A tech race leads to a dead-end.
By Koohan Paik-Mander, Foreign Policy In Focus
A longstanding Sinophobia in the U.S. goes back to the 19th century, with the Chinese Exclusion Act, the tax on Chinese miners during the Gold Rush, and the exclusion from being able to testify in court.
Evidence of this entrenched history lingers today, in the trade sanctions against China, belligerent rhetoric from both Republicans and Democrats that led to a rash of violence against elderly Asian-Americans on American streets, as well as billions of dollars spent to fortify overseas bases in preparation for a U.S.-China war.
And the refusal to cooperate meaningfully with China on anything. As a result, the U.S. is thick in the midst of an AI arms race with China that is predicated on both nations’ dangerous faith in techno-salvation.
Thanks to the legacy of Sinophobia, it takes a whole lot to elicit an overwhelming embrace of China from average Americans, even if temporarily. But that’s what’s happened twice in the last month. The first time was the TikTok fiasco, when millions of distraught TikTok users had had their favorite platform snatched from them like a pacifier from a baby’s mouth. They found solace not in Meta nor X (as had been the plan), but rather, in the Chinese social media platform, Xiaohongshu, also known as “RedNote.”
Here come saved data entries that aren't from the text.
PR #1408, opened 2026-07-23
chore: promote B200, H200, and GB200 power overlays with coverage gating

kaim-eng:
## Summary

- promote 65 collected latency-and-power parquet overlays for B200, H200, and GB200
- place every overlay in the Collector V3 family-first layout
- add 41 honest legacy-provenance sidecars for artifacts that predate full Collector V3 hashes
- replace four `SHARED_LAYER_REUSE.txt` markers with direct silicon data
- add first-party GB200 TRT-LLM `1.3.0rc17` coverage
- remove six physically invalid zero-latency B200 vLLM compute-scale rows
- report power as unavailable below 90% latency-weighted positive-energy coverage while preserving latency, throughput, and memory results
- preserve power analysis when Rust supplies static latency, and avoid energy access in latency-only Rust and Python execution

## Promoted datasets

- B200 vLLM `0.22.0`
- B200 TRT-LLM `1.3.0rc15`
- H200 vLLM `0.22.0`
- GB200 vLLM `0.22.0`
- GB200 TRT-LLM `1.3.0rc17`

H200 TRT-LLM `1.3.0rc15` remains intentionally excluded because FP8 KV generation attention aborted on SM90 during collection.

## Power behavior

Power coverage is measured per estimate as the fraction of modeled latency backed by positive energy data. When coverage is below 90%, `power_w` is `None` and the CLI prints `unavailable (<coverage>% coverage)`; non-power estimates remain valid.

Coverage is command-dependent. Representative dense probes show that some promoted cohorts already support power, while other configurations remain partial. Additional collection and cohort-level dense/MoE regression tests are tracked in #1439.

## Known limitations and follow-ups

- The promoted artifacts lack full Collector V3 collection hashes, so their sidecars use `provenance: legacy` rather than inventing collector identity.
- MoE measurements collected before #1358 may be inflated and require recollection or stronger annotation. This accepted data-quality follow-up is tracked in #1414.
- The 90% gate establishes completeness, not calibration accuracy.
- Passing the gate does not imply that every configuration in a cohort has complete energy coverage.

## Validation

- all 65 changed parquets are in the family-first tree
- 1,537,004 rows scanned with no nonpositive latency or power values
- Collector V3 audit R1-R6 passed
- family-layout structural verification passed
- Ruff and formatting passed
- full local unit suite: 2,645 passed, 10 skipped
- latest focused SDK/CLI regression suite: 129 passed
- GitHub unit, e2e, Rust/Python parity, collector-data, parquet-diff, sanity-chart, wheel, public-API, prediction-regression, DCO, and CodeRabbit checks passed
- corrected stock-vs-promoted support-matrix jobs completed successfully: B200 `3182297`, H200 `3182299`, GB200 `3182300`
- no existing `PASS` row regressed and no support rows were removed
- 52 existing model-mode rows improved support status
- 118 rows were added for GB200 TRT-LLM `1.3.0rc17`
- 22 additional differences were traceback-text-only and did not change status or source

## Test plan

- [x] Validate each promoted database is discoverable and not marker-only
- [x] Verify family-first placement and sidecar coverage
- [x] Remove nonpositive latency/power samples
- [x] Exercise available and unavailable power-coverage outcomes
- [x] Verify latency-only execution skips energy access in Rust and Python paths
- [x] Generate B200, H200, and GB200 support matrices from real Git LFS baseline data
- [x] Compare stock and promoted matrices for status/source regressions

## Summary by CodeRabbit

* **Performance**
  * Latency-only static breakdowns now skip energy computation for faster results.
* **Improvements**
  * Static energy estimates for context and generation phases are now correctly computed and reported for the Rust-based execution path (with scaling applied), while latency-only mode avoids energy output.
* **Tests**
  * Updated existing routing tests to validate non-zero energy values where appropriate.
  * Added a regression test to confirm latency-only mode does not invoke the Python context/generation phase runners in the Rust path.


tianhaox:
Ran a cross-round latency audit on the promoted datasets (same-config best-kernel joins vs vllm 0.19.0/0.24.0, sglang 0.5.14, trtllm rc10 baselines). Overall the data looks good — power stress introduces no global latency shift (only shapes at >95% TDP move, ~+20% median on GB200 GEMM, +4–5% on MoE), and the promoted H200 context_attention data is *correct*: the old 0.19.0 rows were physically impossible (bs=8 × isl=16k × 64 heads recorded at 0.09 ms; the shape is ~70 PFLOP → the new 62–92 ms matches theory).

Two things to address before merge:

1. **MoE rows look inflated by the pre-#1358 collector bug.** vllm 0.19.0 and 0.22.0 MoE agree (median ratio 1.003, both collected pre-fix), but vs the post-fix 0.24.0 round the promoted 0.22.0 sets are systematically slower: b200 median **1.60×**, gb200 **1.33×**. b200 trtllm rc15 MoE (bf16/fp8) shows the same signature (+27–42% vs rc10, flat across token counts, uncorrelated with power). Were these MoE sweeps run before or after the #1358 fix? If before, they should be re-collected or annotated — a 1.6× MoE inflation on B200 directly skews MoE model selection.

2. **`b200_sxm/vllm/0.22.0/computescale_perf.parquet` has 6 rows with `latency = 0.0`** (fp8, k=32, m=3329–32768). Please drop them — zero latencies poison interpolation.

Non-blocking observations (fp8_block GEMM slow path affecting both vllm rounds, 0.24 attention baseline shift) are consolidated in #1414.

jasonqinzhou (changes requested):

## What this PR does

This PR promotes 65 latency-and-power parquet overlays for validated B200, H200, and GB200 backend versions and adds a Rust/Python SDK bridge so Rust static latency results retain Python-derived energy estimates.

The latest commit directly addresses the prior SDK feedback by fixing the combined `static` mode, clearing Ruff, and adding regression coverage for both scaled energy and the latency-only Rust fast path.

## Why this score

Score 5.0/10, REQUEST_CHANGES: the SDK correction is now focused and well-tested, but the promoted payload still bypasses the repository's family-first provenance contract, and six confirmed zero-latency B200 compute-scale rows remain in the data. The zero-latency issue already has a current human GitHub comment, so this packet recommends only the still-unposted layout feedback.

### P1 — Move the overlays into the family-first data tree

**[P1] Move these overlays into the family-first data tree.** The latest SDK-and-test delta leaves the complete data subtree unchanged: all 65 parquets are still added under the deprecated `<system>/<backend>/<version>` depth, with none at their catalog-owned `<system>/<family>/<backend>/<version>` paths. On this exact head, `migrate_family_layout.py --verify` rejects all 65 tables and the five flat backend directories, while `audit_collector_data.py` reports green because it walks only family-first version directories. The runtime therefore reaches these measurements only through the transition fallback, which strict provenance intentionally skips; because the data tree is byte-for-byte identical to the prior reviewed head, the revalidated prior mapping still has 52 promoted tables declared through older `reuse.yaml` donors and 13 GB200 TRT-LLM tables without target `collection_meta.yaml` coverage. Please relocate the tables through the catalog mapping, add the relevant sidecars, and reconcile each reuse declaration before rerunning the migration verifier, collector audit, and changed-operation evidence.

jasonqinzhou:
**[P1] Remove or recollect the six zero-latency compute-scale samples.** `b200_sxm/vllm/0.22.0/computescale_perf.parquet` still contains `latency == 0.0` for FP8, `k=32`, at `m=3329, 4352, 4353, 8192, 16384, 32768`. These physically impossible values can poison interpolation and make affected work appear free. Please remove or recollect them and rerun the parquet/data-quality validation.

jasonqinzhou:
**[P1] Do not expose partial energy as a complete per-GPU power estimate.** I tried the promoted datasets end to end on this exact head with a representative static SILICON estimate (`Qwen/Qwen3-32B-FP8`, TP=4, BS=8, ISL=2048, OSL=128). All added parquet rows carry positive power, but latency-weighted energy coverage is only **23.08%** for B200 TRT-LLM `1.3.0rc15`, **87.70%** for H200 vLLM `0.22.0`, and **74.22%** for GB200 TRT-LLM `1.3.0rc17`; only B200 and GB200 vLLM clear the existing 90% threshold. B200 TRT-LLM nevertheless reports **89.95 W**, effectively treating the remaining 76.92% of modeled latency as zero energy. Moving the files into the family-first tree will not fill these missing shapes/operations.

Please either fill the missing energy coverage or report power as partial/unavailable when `InferenceSummary.has_sufficient_power_data()` fails, and add representative dense and MoE end-to-end power-coverage tests for each promoted cohort.

jasonqinzhou (approved):
Re-reviewed exact head 0802f59f9c95c04155028decd734801daaf49ad0. The prior P1 findings are resolved: all overlays are in the family-first tree with declared provenance, the six zero-latency rows are removed, incomplete energy coverage is reported as unavailable, and latency-only execution skips energy work across Rust and Python paths. Both CodeRabbit threads are resolved and the required CI checks are green. The documented pre-#1358 MoE recollection and remaining power-coverage work are accepted follow-ups in #1414 and #1439.

PR #1410, opened 2026-07-24
fix(sdk): model speculative progress in agg scheduling

tianhaox:
## Summary

- add a structured `InferenceSession.run_mixed` API that returns raw mixed-step latency, energy, component, per-op, and token-count details
- distinguish logical decode requests from target-model query tokens and align the Python mixed-step path with the existing Rust `(nextn + 1)` compute semantics
- feed expected speculative decode progress into aggregate scheduling so iteration counts, mixed/gen-only composition, TPOT, throughput, and power are recomputed before service metrics are produced
- expose the same mixed-step component breakdown from the Rust engine and preserve the upper-layer projection fallback for summaries without scheduler metadata

## Why

#1405 correctly moved `nextn_accepted` above `aic-core`, but the aggregate path then applied acceptance as a final scalar projection. That is only equivalent when all work scales linearly with decode progress. Aggregate execution also includes fixed prefill and mixed-step work, so the projection can be optimistic.

The mixed-step Python path also counted `num_decode_requests` as shared target work directly, while the Rust path counted `num_decode_requests * (nextn + 1)`. This made Python and Rust disagree for MTP workloads.

This change keeps the facts separate:

- `nextn` determines current-iteration compute: each logical decode request queries `nextn + 1` target tokens
- `1 + nextn_accepted` determines expected committed-token progress
- the aggregate scheduler uses that progress to compute the mean-field decode iteration count

## Review follow-ups

A review pass over the initial revision surfaced and fixed:

- **multimodal regression**: `run_agg` now hands `run_mixed` a config carrying the image-augmented effective isl. `run_mixed` derives isl from `runtime_config`, which is text-only, so the mixed step disagreed with the genonly step for VLM workloads (regression-tested)
- **sweep dedup alignment**: the `gen_tokens` dedup key in `sweep.py` now uses the same `decode_iterations = 1 + (osl - 1) / progress` boundary as `run_agg`, so speculative sweeps no longer skip points the scheduler treats as distinct; behavior is bit-identical when no profile is active
- **projection guard hardening**: when `run_agg` recorded a `decode_tokens_per_iteration`, the scalar projection is always skipped (scheduler values are authoritative); a mismatch now logs a warning instead of silently stacking two speedups. The guard also runs before the deep frame copy
- **rust cleanup**: dropped the `get_mix_step_ops` transliteration wrapper; the single caller composes `get_mix_step_breakdown().total_ms()` directly
- clarified that `step_estimates["mixed"]` is the raw pre-`mix_efficiency` estimate and that the legacy `find_best_agg_result_under_constraints` sweep is not speculation-aware

## Validation

- `ruff check .` / `ruff format --check .`
- `cargo test -p aiconfigurator-core --lib` (198 passed) + `cargo clippy` (no new warnings)
- `pytest -m unit tests/unit tests/cross_package` (2627 passed, 39 skipped, incl. 4 new tests)
- Rust/Python engine-step parity: `parity_tests/test_engine_step_parity.py` + `test_compile_engine_parity.py` (278 passed against a freshly rebuilt extension)
- `tests/e2e/cli/test_cli_estimate_static.py::test_agg_estimate_responds_to_common_nextn`

For a QWEN3-32B/H100/TRT-LLM aggregate case with `nextn=1` and `nextn_accepted=0.85`, post-hoc scalar projection gives approximately `8.514 ms TPOT / 451.65 tok/s`, while scheduler-aware recomputation gives `8.608 ms / 432.91 tok/s`.

## Summary by CodeRabbit

* **New Features**
  * Added mixed-step estimation with total latency plus shared, context-attention, and decode-attention breakdowns.
  * Exposed mixed-step estimation through the Python engine and inference session APIs.
  * Added structured step estimates containing latency, energy, token counts, and per-operation details.
* **Improvements**
  * Improved speculative-decoding scheduling and throughput calculations using configurable decode progress.
  * Added validation for invalid decode-progress values and empty or invalid mixed steps.
  * Prevented speculative progress from being applied twice during aggregate projections.


tests/unit/sdk/test_rust_engine_step.py
```diff
@@ -98,6 +98,9 @@ def mixed_step_latency(self, *args):
             mixed_calls.append(args)
             return 8.5
 
+        def mixed_step_breakdown(self, *args):
+            return 8.5, 5.0, 2.0, 1.5
```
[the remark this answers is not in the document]
tianhaox: Fixed in d595a2a22 — the fake now records its calls and the test asserts `breakdown_calls == [(384, 7, 256, 256, 128)]`, matching the existing mixed/decode call assertions.

tests/unit/sdk/sweep/test_sweep.py
```diff
@@ -163,6 +163,49 @@ def _record(*, runtime_config, **_kwargs):
...
+        return points
+
+    baseline = _run(None)
+    inactive = _run(SpeculativeDecodingProfile(0.0))
+    speculative = _run(SpeculativeDecodingProfile(1.0))  # progress = 2.0
+
+    assert inactive == baseline
+    assert speculative != baseline
+
+
```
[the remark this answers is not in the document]
tianhaox: Strengthened in 413d6f325. Hard-coding the full 61-point set would couple the test to the batch schedule, so instead it now pins a hand-computed boundary point directly: at isl=ctx=1024, b=4 is evaluated under the baseline boundary (balance = 4/4, not > 1) but deduped into b=3's capped-gen group under progress=2 (4//1.6 == 3//1.2 == 2), plus a uniqueness assertion over the evaluated set. The inactive-profile equality check is preserved.

aic-core/src/aiconfigurator_core/_aiconfigurator_core.pyi
```diff
@@ -21,6 +21,16 @@ class AicEngine:
...
+    def mixed_step_breakdown(
+        self,
+        ctx_tokens: int,
+        gen_tokens: int,
+        isl: int,
+        osl: int,
+        prefix: int = 0,
+        seq_imbalance_correction_scale: float = 1.0,
+        gen_seq_imbalance_correction_scale: float = 1.0,
+    ) -> tuple[float, float, float, float]: ...
```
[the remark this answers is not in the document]
tianhaox: Done in b46a9c66a — `mixed_step_latency` / `decode_step_latency` now carry their imbalance-correction scale kwargs (defaults 1.0, matching the pyo3 signatures) and `last_provenance() -> str | None` is declared, so the stub matches the full `AicEngine` binding surface.

src/aiconfigurator/sdk/speculative.py
```diff
@@ -93,8 +96,24 @@ def project_summary(
         if frame is None or frame.empty:
             return projected
 
-        frame = frame.copy(deep=True)
         progress = self.tokens_per_iteration
+        if role == "agg":
+            step_estimates = projected.get_step_estimates()
+            scheduling = step_estimates.get("scheduling", {}) if step_estimates else {}
+            applied_progress = scheduling.get("decode_tokens_per_iteration")
+            if applied_progress is not None:
```
jasonqinzhou, line 104: [P1] Preserve the post-hoc aggregate projection path

`run_agg` records `decode_tokens_per_iteration=1.0` even when its caller omits that kwarg, so this presence check treats every aggregate summary as scheduler-projected. The existing direct flow `summary = session.run_agg(...); SpeculativeDecodingProfile(1.0).project_summary(summary, role="agg")` therefore warns about 1.0 versus 2.0 and silently leaves TPOT/throughput at their baseline values; a current-head probe kept TPOT at 7.0 ms instead of projecting it to 3.5 ms. Please preserve whether progress was explicitly supplied and only bypass projection when the scheduler actually applied an explicit value. Explicit mismatches should remain authoritative (or fail), and the omitted-kwarg flow needs a regression test.

src/aiconfigurator/sdk/sweep.py
```diff
@@ -304,7 +312,7 @@ def _sweep_one_parallel_agg(
                 break
 
             # Skip equivalent gen_tokens slices to avoid recomputing the same point.
-            balance_score = isl * b / ctx_tokens / osl
+            balance_score = isl * b / ctx_tokens / decode_iterations
```
jasonqinzhou: [P1] Do not deduplicate distinct speculative sweep points

This generic key does not represent the backend's actual mixed-step schedule. In the added test's own case (`isl == ctx_tokens == 1024`, `osl=4`, progress 2, hence `decode_iterations=2.5`), batches 3 and 4 both floor to key 2, so the later duplicate check drops batch 4. But vLLM schedules `b - ceil(ctx/isl)` mixed decode requests, which is 2 versus 3 for those points; their latency, memory, and feasibility are not equivalent. The current-head probe reproduced keys `{3: 2, 4: 2}` versus vLLM request counts `{3: 2, 4: 3}`. Please disable this heuristic for speculative/fractional schedules or derive an equivalence key from the backend's actual scheduling shape, then cover the vLLM case with a real scheduler assertion.

aic-core/src/aiconfigurator_core/sdk/backends/base_backend.py
```diff
@@ -934,43 +936,79 @@ def _get_mix_step_latency(
...
-        """
+    def run_mixed(
+        self,
+        model: BaseModel,
+        database: PerfDatabase,
+        runtime_config: RuntimeConfig,
+        step: MixedStepInput,
+    ) -> StepEstimate:
+        """Estimate one scheduled mixed prefill/decode forward pass."""
+        isl = int(runtime_config.isl or 0)
```
jasonqinzhou, line 974: [P1] Account for visual tokens in direct mixed-step calls

The new public `InferenceSession.run_mixed` forwards a normal `RuntimeConfig` unchanged, but that config's `isl` is text-only. `run_static` and `run_agg` add `_visual_context_tokens`; only the internal `run_agg` caller compensates by overwriting a copied config. A direct VLM call with text ISL 8, 16 visual tokens, and `MixedStepInput(context_tokens=24, num_decode_requests=1)` consequently queried context attention as `(batch=3, s=8)` and decode attention at `s=11`, instead of the effective-ISL shapes `(batch=1, s=24)` and `s=27`. Please centralize effective-ISL handling for `run_mixed` and adjust the internal override to avoid double-counting; add a direct multimodal API regression test.

jasonqinzhou (changes requested):

## What this PR does

This review covers the implementation and verification changes in PR #1410.

## Why this score

The head update fully fixes the prior unselected stub-surface P2, but the three previously reported P1 correctness issues remain unchanged and reproducible at the current head.

src/aiconfigurator/sdk/speculative.py
tianhaox: Fixed in 20bfbce74. `run_agg` now records `decode_tokens_per_iteration` in the scheduling metadata only when the caller explicitly supplied the kwarg (`None`/omitted → no marker), so the legacy flow `session.run_agg(...)` + `project_summary(role="agg")` projects again. Explicit mismatches remain authoritative with a warning. Explicit-1.0 and omitted calls no longer share an agg-cache entry (they schedule identically but differ in projection eligibility). Regression tests: `test_run_agg_records_progress_only_when_explicitly_supplied` and `test_aggregate_projection_applies_when_scheduler_saw_no_explicit_progress`; an end-to-end probe of your scenario now gives raw tpot 17.739 ms → projected 9.589 ms (= raw / 1.85).

src/aiconfigurator/sdk/sweep.py
tianhaox: Fixed in 20bfbce74 by taking the first option: the capped-gen dedup heuristic is disabled entirely when a speculative profile is active, so every guard-passing point is evaluated (run_agg's `_agg_cache` keeps repeat cost low). Non-speculative sweeps keep the legacy osl-based key bit-for-bit. I did not attempt a backend-accurate equivalence key — the generic key mis-groups vLLM's `b - ceil(ctx/isl)` schedule exactly as you showed, and any shared key would need per-backend derivation, which isn't worth the evaluation savings. Test `test_sweep_agg_disables_gen_dedup_for_speculative_schedules` pins a hand-computed dropped point ((6, 1024): baseline dedups it into b=5's group, speculative evaluates it) plus baseline ⊂ speculative and inactive == baseline.

aic-core/src/aiconfigurator_core/sdk/backends/base_backend.py
tianhaox: Fixed in 20bfbce74. Effective-isl handling is centralized in `run_mixed` itself: it adds `_visual_context_tokens(model, runtime_config)` to the config's text-only isl (the internal pass configs carry no image fields, so the contribution applies exactly once), and `run_agg` now passes the raw runtime_config unchanged — no pre-adjusted copy, no double-counting. Direct multimodal API regression test added (`test_run_mixed_derives_effective_multimodal_isl_for_direct_calls`): with text isl 8 + 16 visual tokens it asserts context attention is queried as (batch=1, s=24) and decode attention at kv length 24 + osl//2, i.e. your exact expected shapes; `test_run_agg_does_not_double_count_visual_tokens_in_run_mixed` locks the no-double-count contract.

Arsene12358 (approved):

jasonqinzhou (approved):
**APPROVE · 9.2/10 · high confidence**

## What this PR does

This PR adds a structured mixed-step SDK surface and makes aggregate speculative-decoding estimates scheduler-aware, including Python/Rust parity, service-metric projection, sweep behavior, and multimodal sequence-length handling.

The latest update responds directly to each reported correctness gap with narrowly scoped ownership fixes, cache-state separation, and regression tests that pin both the legacy and speculative paths.

## Why this score

The current head is approval-quality: all three prior P1 findings are fixed and independently revalidated, the changed test surface passes, and no new actionable issue was found in the five-file delta. The remaining uncertainty is limited to GitHub e2e, Rust/Python parity, and snapshot checks that were still running when this packet was written.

The second instance was the debut of DeepSeek AI, which came on the heels of one of the most pompous pageants of delusional grandeur ever seen. It was Trump’s inauguration ceremony for his second term. Shortly thereafter, a press conference was held. Three tech oligarchs and the president bloviated about their Stargate AI project. It would cost $500 billion. That’s what they say is needed to stay ahead of the Chinese. (For some reason, the excuse of “staying ahead of the Chinese” seems to justify any astronomical expense.)
In the mean time, thousands of people have been left homeless due to wild fires in L.A., flooding in North Carolina, and even to this day, people from Lahaina, Maui are still without a place to call home. But none of these Americans got a press conference.
Instead, it was the oligarchs who took the stage. Oracle’s Larry Ellison, Masayoshi Son of Softbank, and Open AI founder Sam Altman described Stargate’s plans to build clusters of gigantic data centers across the country from sea to shining sea, each one bigger than any Walmart Superstore. It’s Manifest Destiny for data.